[Ads-l] mulligan - golf
Peter Reitan
pjreitan at HOTMAIL.COM
Sat May 20 01:06:55 UTC 2017
In case anyone is interested, I put together a blog post about the word "mulligan," meaning a second shot without penalty in golf.
It was discussed here last month.
I did not find any earlier dates than were discussed here earlier (Garson found May 1932, I found a reference to the same event from October 1931), but I sorted through all of the best evidence of the most common origin stories. I conclude that those stories are unlikely.

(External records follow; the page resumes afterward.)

PR #1314, opened 2023-10-30
[Link Event Damping] Add link event damping sairedis port attributes.

Ashish1805:
- Add link event damping sairedis port attributes.
- These attributes will be used by OA to set the link event damping algorithm and AIED link event damping config.
- Syncd uses these sairedis port attribute to receive the link event damping algorithm and AIED config to execute syncd-based link event damping.

HLD: sonic-net/SONiC#1071

### DIFF
--- a/lib/sairedis.h
+++ b/lib/sairedis.h
@@ -250,3 +250,58 @@ typedef enum _sai_redis_switch_attr_t
      */
     SAI_REDIS_SWITCH_ATTR_SYNC_OPERATION_RESPONSE_TIMEOUT,
 } sai_redis_switch_attr_t;
+
+/**
+ * @brief Link event damping algorithms.
+ */
+typedef enum _sai_link_event_damping_algorithm_t
+{
+    /** Link event damping algorithm disabled. */
+    SAI_LINK_EVENT_DAMPING_ALGORITHM_DISABLED = 0,
+
+    /** Additive increase exponential decrease based link event damping algorithm. */
+    SAI_LINK_EVENT_DAMPING_ALGORITHM_AIED = 1,
+
+} sai_link_event_damping_algorithm_t;
+
+typedef struct _sai_redis_link_event_damping_algo_aied_config_t
+{
+    /** Max link event damping suppression time (in milliseconds). */
+    sai_uint32_t max_suppress_time;
+
+    /** Link event damping suppress threshold. */
+    sai_uint32_t suppress_threshold;
+
+    /** Link event damping reuse threshold. */
+    sai_uint32_t reuse_threshold;
+
+    /** Link event damping decay half time duration (in milliseconds). */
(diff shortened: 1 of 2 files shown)


Ashish1805:
Adding @Junchao-Mellanox  for review.

Junchao-Mellanox (approved):

lib/sairedis.h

Late in his life, David B. Mulligan, the former manager of the Waldorf Astoria and the Biltmore Hotel chain, claimed to have coined the expression. He simply said he put the ball down and took another swing - they asked him what he called that - he said Mulligan. A couple decades later, a different version of the story surfaced that gave him credit, but moved the action from New York to Montreal in an earlier decade, and added a bunch of details about how and why he needed an extra swing. A couple witnesses corroborated elements of the story, but their stories conflicted, and they both disagreed with Mulligan's own account.
In the mid-1970s, shortly after the second David B. Mulligan story started circulating, Buddy Mulligan claimed to have coined the expression in the mid-1930s.

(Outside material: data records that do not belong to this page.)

PR #1318, opened 2023-11-05
[syncd] Add pre match logic for pfc storm (#1309)

kcudnik:
Special case where priority is the same for all acl


kcudnik:
@vaibhavhd can you approve ?

StormLiangMS (approved):
LGTM

PR #1320, opened 2023-11-09
[syncd] Translate removed RID on bfd session state change

kcudnik:
Fixes https://github.com/sonic-net/sonic-buildimage/issues/16992

We will also translate removed RID in notification in case that BFD session was removed, and notification arrived for that session asynchronously


prsunny (approved):

kcudnik:
@dgsudharsan @prsunny added 202305 here: https://github.com/sonic-net/sonic-sairedis/pull/1321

But if we take David and Buddy Mulligan's own accounts at face value, they could not have coined the expression because their stories would have happened after the first appearance in print October 1931. The other story could have happened - but it seems to have come from the back of a menu - and not from anyone who was actually there.
I also lay out evidence of a possible earlier use, related to Swat Mulligan, the fictional baseball player who was said to hit the ball hard.